ACTION ITEM: Below are some records; output all of them exactly as they read.

Collected data entries:
PR #123, opened 2020-07-09
Heap-node ownership of buffered records

joe-maley:
This is a prerequisite to ingesting overlapping records.

Currently, the `VCF` class iterates through a VCF file with a readahead that
buffers multiple records into a single buffer. When the last record in the
buffer is read, the buffer is cleared and populated with the next set of
records. This is OK because we currently enforce that all records are ordered
and without overlap.

To support overlapping records, records may be processed out-of-order. We can
not safely clear the single buffer because nodes on the heap may still point
to them. This change moves ownership of the records from the `VCF` instance
to the individual nodes on the heap.

The `VCF` still performs a readahead, but places each record onto a queue. The
writer worker will pop the next record and place it into the heap. When the
queue is empty, the `VCF` instance will perform the next readahead. There is
no additional copying and the read IO is unchanged. As an optimization,
when the end node on a heap is popped, the allocated record is returned to the
`VCF` instance for re-use.

This patch is verbose because the `VCF` instance had to be split into a V2
and V3 variant to support backwards compatibility. Shared static utilities
have been placed into a `vcf/vcf_utils.h` file.

### DIFF
--- a/libtiledbvcf/src/vcf/vcf_utils.cc
+++ b/libtiledbvcf/src/vcf/vcf_utils.cc
@@ -1,0 +1,164 @@
+/**
+ * @section LICENSE
+ *
+ * The MIT License
+ *
+ * @copyright Copyright (c) 2020 TileDB, Inc.
+ *
+ * Permission is hereby granted, free of charge, to any person obtaining a copy
+ * of this software and associated documentation files (the "Software"), to deal
+ * in the Software without restriction, including without limitation the rights
+ * to use, copy, modify, merge, publish, distribute, sublicense, and/or sell
+ * copies of the Software, and to permit persons to whom the Software is
+ * furnished to do so, subject to the following conditions:
+ *
+ * The above copyright notice and this permission notice shall be included in
+ * all copies or substantial portions of the Software.
+ *
+ * THE SOFTWARE IS PROVIDED "AS IS", WITHOUT WARRANTY OF ANY KIND, EXPRESS OR
+ * IMPLIED, INCLUDING BUT NOT LIMITED TO THE WARRANTIES OF MERCHANTABILITY,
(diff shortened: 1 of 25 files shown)


libtiledbvcf/src/vcf/vcf_utils.cc
```diff
@@ -0,0 +1,164 @@
...
+ * OUT OF OR IN CONNECTION WITH THE SOFTWARE OR THE USE OR OTHER DEALINGS IN
+ * THE SOFTWARE.
+ */
+
+#include "vcf/vcf_utils.h"
+
+namespace tiledb {
+namespace vcf {
+
+uint32_t VCFUtils::get_end_pos(
```
joe-maley, line 32: All routines here are a direct copy+paste from the existing `VCF`. There is no need to review the implementations.

libtiledbvcf/src/vcf/vcf_v3.cc
```diff
@@ -0,0 +1,397 @@
...
+ * OUT OF OR IN CONNECTION WITH THE SOFTWARE OR THE USE OR OTHER DEALINGS IN
+ * THE SOFTWARE.
+ */
+
+#include "vcf/vcf_v3.h"
+
+namespace tiledb {
+namespace vcf {
+
+VCFV3::VCFV3()
```
joe-maley, line 32: The VCFV3 is identical to the `VCF` with the following changes:
- `buffer_` is removed
- `buffer_offset_` is removed
- `record_queue_` is new
- `record_queue_pool_` is new
- `destroy_buffer` and `clear_buffer` have been removed
- `next` interface and implementation have been changed
- `return_record` is new
- `curr_record` is removed
- `read_records` implementation is changed

other misc stuff like `swap` and list initializer in the constructor
- `contig_name` accepts a record as an argument instead of using the `curr_record()`

PR #127, opened 2020-07-14
Add python method for retrieving attributes from a dataset

aaronwolen:
New `attributes()` method for `tiledbvcf.Dataset` that allows users to retrieve attributes available in a dataset. 

* by default all attributes are returned (with the exception of the aggregated `info` and `fmt` attributes)
* specific subsets of attributes can be selected with the `attr_type` argument

### DIFF
--- a/apis/python/src/tiledbvcf/binding/reader.cc
+++ b/apis/python/src/tiledbvcf/binding/reader.cc
@@ -353,6 +353,34 @@ std::string Reader::get_tiledb_stats() {
   return std::string(stats);
 }
 
+int32_t Reader::get_fmt_attribute_count() {
+  auto reader = ptr.get();
+  int32_t count;
+  check_error(reader, tiledb_vcf_reader_get_fmt_attribute_count(reader, &count));
+  return (count);
+}
+
+std::string Reader::get_fmt_attribute_name(int32_t index) {
+  auto reader = ptr.get();
+  char* name;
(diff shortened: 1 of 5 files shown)


apis/python/src/tiledbvcf/binding/reader.cc
```diff
@@ -349,6 +349,48 @@ std::string  Reader::get_tiledb_stats() {
   return std::string(stats);
 }
 
+int32_t Reader::get_fmt_attribute_count() {
```
Shelnutt2, line 352: It might be easier/better to combine these functions into a single one which returns the vector of names, something like:

```
std::vector<std::string> Reader::get_fmt_attributes() {
  auto reader = ptr.get();
  int32_t count;
  std::vector<std::string> ret;
  check_error(reader, tiledb_vcf_reader_get_fmt_attribute_count(reader, &count));

  for(int32_t index = 0; index < count; index++) {
    char* name;
    check_error(reader, tiledb_vcf_reader_get_fmt_attribute_name(reader, index, &name));
    ret.emplace_back(name);
  }

  return ret;

}
```

What do you think?

Your  python code becomes simpler then with something like:
```
def __fmt_attrs():
  return self.reader.get_fmt_attribute()
```

aaronwolen: Like it!

aaronwolen: Implemented this in 4496581—it definitely simplifies the python code. Thanks for the suggestion.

FINAL ANSWER:
PR #123, opened 2020-07-09
Heap-node ownership of buffered records

joe-maley:
This is a prerequisite to ingesting overlapping records.

Currently, the `VCF` class iterates through a VCF file with a readahead that
buffers multiple records into a single buffer. When the last record in the
buffer is read, the buffer is cleared and populated with the next set of
records. This is OK because we currently enforce that all records are ordered
and without overlap.

To support overlapping records, records may be processed out-of-order. We can
not safely clear the single buffer because nodes on the heap may still point
to them. This change moves ownership of the records from the `VCF` instance
to the individual nodes on the heap.

The `VCF` still performs a readahead, but places each record onto a queue. The
writer worker will pop the next record and place it into the heap. When the
queue is empty, the `VCF` instance will perform the next readahead. There is
no additional copying and the read IO is unchanged. As an optimization,
when the end node on a heap is popped, the allocated record is returned to the
`VCF` instance for re-use.

This patch is verbose because the `VCF` instance had to be split into a V2
and V3 variant to support backwards compatibility. Shared static utilities
have been placed into a `vcf/vcf_utils.h` file.

### DIFF
--- a/libtiledbvcf/src/vcf/vcf_utils.cc
+++ b/libtiledbvcf/src/vcf/vcf_utils.cc
@@ -1,0 +1,164 @@
+/**
+ * @section LICENSE
+ *
+ * The MIT License
+ *
+ * @copyright Copyright (c) 2020 TileDB, Inc.
+ *
+ * Permission is hereby granted, free of charge, to any person obtaining a copy
+ * of this software and associated documentation files (the "Software"), to deal
+ * in the Software without restriction, including without limitation the rights
+ * to use, copy, modify, merge, publish, distribute, sublicense, and/or sell
+ * copies of the Software, and to permit persons to whom the Software is
+ * furnished to do so, subject to the following conditions:
+ *
+ * The above copyright notice and this permission notice shall be included in
+ * all copies or substantial portions of the Software.
+ *
+ * THE SOFTWARE IS PROVIDED "AS IS", WITHOUT WARRANTY OF ANY KIND, EXPRESS OR
+ * IMPLIED, INCLUDING BUT NOT LIMITED TO THE WARRANTIES OF MERCHANTABILITY,
(diff shortened: 1 of 25 files shown)


libtiledbvcf/src/vcf/vcf_utils.cc
```diff
@@ -0,0 +1,164 @@
...
+ * OUT OF OR IN CONNECTION WITH THE SOFTWARE OR THE USE OR OTHER DEALINGS IN
+ * THE SOFTWARE.
+ */
+
+#include "vcf/vcf_utils.h"
+
+namespace tiledb {
+namespace vcf {
+
+uint32_t VCFUtils::get_end_pos(
```
joe-maley, line 32: All routines here are a direct copy+paste from the existing `VCF`. There is no need to review the implementations.

libtiledbvcf/src/vcf/vcf_v3.cc
```diff
@@ -0,0 +1,397 @@
...
+ * OUT OF OR IN CONNECTION WITH THE SOFTWARE OR THE USE OR OTHER DEALINGS IN
+ * THE SOFTWARE.
+ */
+
+#include "vcf/vcf_v3.h"
+
+namespace tiledb {
+namespace vcf {
+
+VCFV3::VCFV3()
```
joe-maley, line 32: The VCFV3 is identical to the `VCF` with the following changes:
- `buffer_` is removed
- `buffer_offset_` is removed
- `record_queue_` is new
- `record_queue_pool_` is new
- `destroy_buffer` and `clear_buffer` have been removed
- `next` interface and implementation have been changed
- `return_record` is new
- `curr_record` is removed
- `read_records` implementation is changed

other misc stuff like `swap` and list initializer in the constructor
- `contig_name` accepts a record as an argument instead of using the `curr_record()`

PR #127, opened 2020-07-14
Add python method for retrieving attributes from a dataset

aaronwolen:
New `attributes()` method for `tiledbvcf.Dataset` that allows users to retrieve attributes available in a dataset. 

* by default all attributes are returned (with the exception of the aggregated `info` and `fmt` attributes)
* specific subsets of attributes can be selected with the `attr_type` argument

### DIFF
--- a/apis/python/src/tiledbvcf/binding/reader.cc
+++ b/apis/python/src/tiledbvcf/binding/reader.cc
@@ -353,6 +353,34 @@ std::string Reader::get_tiledb_stats() {
   return std::string(stats);
 }
 
+int32_t Reader::get_fmt_attribute_count() {
+  auto reader = ptr.get();
+  int32_t count;
+  check_error(reader, tiledb_vcf_reader_get_fmt_attribute_count(reader, &count));
+  return (count);
+}
+
+std::string Reader::get_fmt_attribute_name(int32_t index) {
+  auto reader = ptr.get();
+  char* name;
(diff shortened: 1 of 5 files shown)


apis/python/src/tiledbvcf/binding/reader.cc
```diff
@@ -349,6 +349,48 @@ std::string  Reader::get_tiledb_stats() {
   return std::string(stats);
 }
 
+int32_t Reader::get_fmt_attribute_count() {
```
Shelnutt2, line 352: It might be easier/better to combine these functions into a single one which returns the vector of names, something like:

```
std::vector<std::string> Reader::get_fmt_attributes() {
  auto reader = ptr.get();
  int32_t count;
  std::vector<std::string> ret;
  check_error(reader, tiledb_vcf_reader_get_fmt_attribute_count(reader, &count));

  for(int32_t index = 0; index < count; index++) {
    char* name;
    check_error(reader, tiledb_vcf_reader_get_fmt_attribute_name(reader, index, &name));
    ret.emplace_back(name);
  }

  return ret;

}
```

What do you think?

Your  python code becomes simpler then with something like:
```
def __fmt_attrs():
  return self.reader.get_fmt_attribute()
```

aaronwolen: Like it!

aaronwolen: Implemented this in 4496581—it definitely simplifies the python code. Thanks for the suggestion.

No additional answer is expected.